Segment Start: Data records
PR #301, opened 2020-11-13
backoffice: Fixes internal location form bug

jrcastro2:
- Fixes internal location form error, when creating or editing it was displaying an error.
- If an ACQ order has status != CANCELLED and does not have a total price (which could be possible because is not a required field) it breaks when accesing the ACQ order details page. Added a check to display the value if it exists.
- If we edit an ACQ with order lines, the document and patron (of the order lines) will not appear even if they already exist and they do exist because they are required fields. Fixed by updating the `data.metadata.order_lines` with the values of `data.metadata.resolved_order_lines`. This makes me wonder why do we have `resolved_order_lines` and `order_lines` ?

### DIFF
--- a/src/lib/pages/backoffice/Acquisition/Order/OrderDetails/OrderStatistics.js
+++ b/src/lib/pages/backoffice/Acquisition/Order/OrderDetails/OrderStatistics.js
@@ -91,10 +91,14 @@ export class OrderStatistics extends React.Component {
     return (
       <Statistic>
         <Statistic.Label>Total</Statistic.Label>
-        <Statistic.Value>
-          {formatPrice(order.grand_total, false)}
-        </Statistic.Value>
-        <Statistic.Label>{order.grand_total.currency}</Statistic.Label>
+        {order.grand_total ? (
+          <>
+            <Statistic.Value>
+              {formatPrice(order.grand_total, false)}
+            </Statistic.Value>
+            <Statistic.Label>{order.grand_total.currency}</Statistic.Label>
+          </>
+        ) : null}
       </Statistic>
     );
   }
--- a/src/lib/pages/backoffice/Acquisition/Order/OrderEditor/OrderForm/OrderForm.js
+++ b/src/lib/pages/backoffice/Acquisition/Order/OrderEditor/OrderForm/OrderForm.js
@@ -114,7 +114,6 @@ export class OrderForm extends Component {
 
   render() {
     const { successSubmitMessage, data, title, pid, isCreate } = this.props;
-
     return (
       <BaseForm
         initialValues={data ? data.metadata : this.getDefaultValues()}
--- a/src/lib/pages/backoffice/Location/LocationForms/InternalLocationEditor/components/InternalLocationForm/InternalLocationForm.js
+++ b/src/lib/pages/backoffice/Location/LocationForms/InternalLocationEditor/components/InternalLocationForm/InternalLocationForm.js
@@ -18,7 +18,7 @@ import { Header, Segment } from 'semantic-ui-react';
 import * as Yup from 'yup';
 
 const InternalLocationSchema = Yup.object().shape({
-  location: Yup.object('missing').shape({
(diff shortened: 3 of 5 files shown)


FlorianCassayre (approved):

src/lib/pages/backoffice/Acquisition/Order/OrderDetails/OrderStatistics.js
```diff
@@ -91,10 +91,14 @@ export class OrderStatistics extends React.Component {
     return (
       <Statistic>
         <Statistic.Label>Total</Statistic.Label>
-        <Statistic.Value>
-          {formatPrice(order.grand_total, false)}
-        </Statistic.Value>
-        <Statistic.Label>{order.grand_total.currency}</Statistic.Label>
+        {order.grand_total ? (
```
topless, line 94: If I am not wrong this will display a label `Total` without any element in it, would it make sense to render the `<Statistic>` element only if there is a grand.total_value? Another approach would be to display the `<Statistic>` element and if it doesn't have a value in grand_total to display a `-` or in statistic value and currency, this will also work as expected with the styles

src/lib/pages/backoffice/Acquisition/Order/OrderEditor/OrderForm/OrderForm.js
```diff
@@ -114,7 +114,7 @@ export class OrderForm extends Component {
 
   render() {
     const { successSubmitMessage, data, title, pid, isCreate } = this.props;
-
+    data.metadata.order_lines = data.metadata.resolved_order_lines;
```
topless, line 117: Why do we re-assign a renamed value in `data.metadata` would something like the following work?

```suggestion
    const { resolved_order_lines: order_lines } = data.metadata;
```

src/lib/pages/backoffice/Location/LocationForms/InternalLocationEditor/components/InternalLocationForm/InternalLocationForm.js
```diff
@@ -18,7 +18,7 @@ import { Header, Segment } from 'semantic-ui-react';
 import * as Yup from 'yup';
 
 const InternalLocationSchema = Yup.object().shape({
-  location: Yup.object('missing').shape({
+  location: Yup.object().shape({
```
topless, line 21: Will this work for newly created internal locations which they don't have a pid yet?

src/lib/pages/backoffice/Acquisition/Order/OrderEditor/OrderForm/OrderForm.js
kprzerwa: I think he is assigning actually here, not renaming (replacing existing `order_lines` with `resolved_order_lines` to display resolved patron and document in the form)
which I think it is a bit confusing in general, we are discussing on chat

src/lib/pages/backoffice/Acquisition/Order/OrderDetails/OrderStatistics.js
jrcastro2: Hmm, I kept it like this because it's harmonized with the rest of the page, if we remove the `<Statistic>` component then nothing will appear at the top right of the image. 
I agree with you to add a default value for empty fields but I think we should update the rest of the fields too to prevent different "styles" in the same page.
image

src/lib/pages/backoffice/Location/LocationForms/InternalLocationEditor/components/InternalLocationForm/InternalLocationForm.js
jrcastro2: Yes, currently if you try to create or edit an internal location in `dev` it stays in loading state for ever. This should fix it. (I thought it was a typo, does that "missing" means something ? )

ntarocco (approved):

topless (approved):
Segment End: Data records
All of the material should be duplicated exactly.

PR #301, opened 2020-11-13
backoffice: Fixes internal location form bug

jrcastro2:
- Fixes internal location form error, when creating or editing it was displaying an error.
- If an ACQ order has status != CANCELLED and does not have a total price (which could be possible because is not a required field) it breaks when accesing the ACQ order details page. Added a check to display the value if it exists.
- If we edit an ACQ with order lines, the document and patron (of the order lines) will not appear even if they already exist and they do exist because they are required fields. Fixed by updating the `data.metadata.order_lines` with the values of `data.metadata.resolved_order_lines`. This makes me wonder why do we have `resolved_order_lines` and `order_lines` ?

### DIFF
--- a/src/lib/pages/backoffice/Acquisition/Order/OrderDetails/OrderStatistics.js
+++ b/src/lib/pages/backoffice/Acquisition/Order/OrderDetails/OrderStatistics.js
@@ -91,10 +91,14 @@ export class OrderStatistics extends React.Component {
     return (
       <Statistic>
         <Statistic.Label>Total</Statistic.Label>
-        <Statistic.Value>
-          {formatPrice(order.grand_total, false)}
-        </Statistic.Value>
-        <Statistic.Label>{order.grand_total.currency}</Statistic.Label>
+        {order.grand_total ? (
+          <>
+            <Statistic.Value>
+              {formatPrice(order.grand_total, false)}
+            </Statistic.Value>
+            <Statistic.Label>{order.grand_total.currency}</Statistic.Label>
+          </>
+        ) : null}
       </Statistic>
     );
   }
--- a/src/lib/pages/backoffice/Acquisition/Order/OrderEditor/OrderForm/OrderForm.js
+++ b/src/lib/pages/backoffice/Acquisition/Order/OrderEditor/OrderForm/OrderForm.js
@@ -114,7 +114,6 @@ export class OrderForm extends Component {
 
   render() {
     const { successSubmitMessage, data, title, pid, isCreate } = this.props;
-
     return (
       <BaseForm
         initialValues={data ? data.metadata : this.getDefaultValues()}
--- a/src/lib/pages/backoffice/Location/LocationForms/InternalLocationEditor/components/InternalLocationForm/InternalLocationForm.js
+++ b/src/lib/pages/backoffice/Location/LocationForms/InternalLocationEditor/components/InternalLocationForm/InternalLocationForm.js
@@ -18,7 +18,7 @@ import { Header, Segment } from 'semantic-ui-react';
 import * as Yup from 'yup';
 
 const InternalLocationSchema = Yup.object().shape({
-  location: Yup.object('missing').shape({
(diff shortened: 3 of 5 files shown)


FlorianCassayre (approved):

src/lib/pages/backoffice/Acquisition/Order/OrderDetails/OrderStatistics.js
```diff
@@ -91,10 +91,14 @@ export class OrderStatistics extends React.Component {
     return (
       <Statistic>
         <Statistic.Label>Total</Statistic.Label>
-        <Statistic.Value>
-          {formatPrice(order.grand_total, false)}
-        </Statistic.Value>
-        <Statistic.Label>{order.grand_total.currency}</Statistic.Label>
+        {order.grand_total ? (
```
topless, line 94: If I am not wrong this will display a label `Total` without any element in it, would it make sense to render the `<Statistic>` element only if there is a grand.total_value? Another approach would be to display the `<Statistic>` element and if it doesn't have a value in grand_total to display a `-` or in statistic value and currency, this will also work as expected with the styles

src/lib/pages/backoffice/Acquisition/Order/OrderEditor/OrderForm/OrderForm.js
```diff
@@ -114,7 +114,7 @@ export class OrderForm extends Component {
 
   render() {
     const { successSubmitMessage, data, title, pid, isCreate } = this.props;
-
+    data.metadata.order_lines = data.metadata.resolved_order_lines;
```
topless, line 117: Why do we re-assign a renamed value in `data.metadata` would something like the following work?

```suggestion
    const { resolved_order_lines: order_lines } = data.metadata;
```

src/lib/pages/backoffice/Location/LocationForms/InternalLocationEditor/components/InternalLocationForm/InternalLocationForm.js
```diff
@@ -18,7 +18,7 @@ import { Header, Segment } from 'semantic-ui-react';
 import * as Yup from 'yup';
 
 const InternalLocationSchema = Yup.object().shape({
-  location: Yup.object('missing').shape({
+  location: Yup.object().shape({
```
topless, line 21: Will this work for newly created internal locations which they don't have a pid yet?

src/lib/pages/backoffice/Acquisition/Order/OrderEditor/OrderForm/OrderForm.js
kprzerwa: I think he is assigning actually here, not renaming (replacing existing `order_lines` with `resolved_order_lines` to display resolved patron and document in the form)
which I think it is a bit confusing in general, we are discussing on chat

src/lib/pages/backoffice/Acquisition/Order/OrderDetails/OrderStatistics.js
jrcastro2: Hmm, I kept it like this because it's harmonized with the rest of the page, if we remove the `<Statistic>` component then nothing will appear at the top right of the image. 
I agree with you to add a default value for empty fields but I think we should update the rest of the fields too to prevent different "styles" in the same page.
image

src/lib/pages/backoffice/Location/LocationForms/InternalLocationEditor/components/InternalLocationForm/InternalLocationForm.js
jrcastro2: Yes, currently if you try to create or edit an internal location in `dev` it stays in loading state for ever. This should fix it. (I thought it was a typo, does that "missing" means something ? )

ntarocco (approved):

topless (approved):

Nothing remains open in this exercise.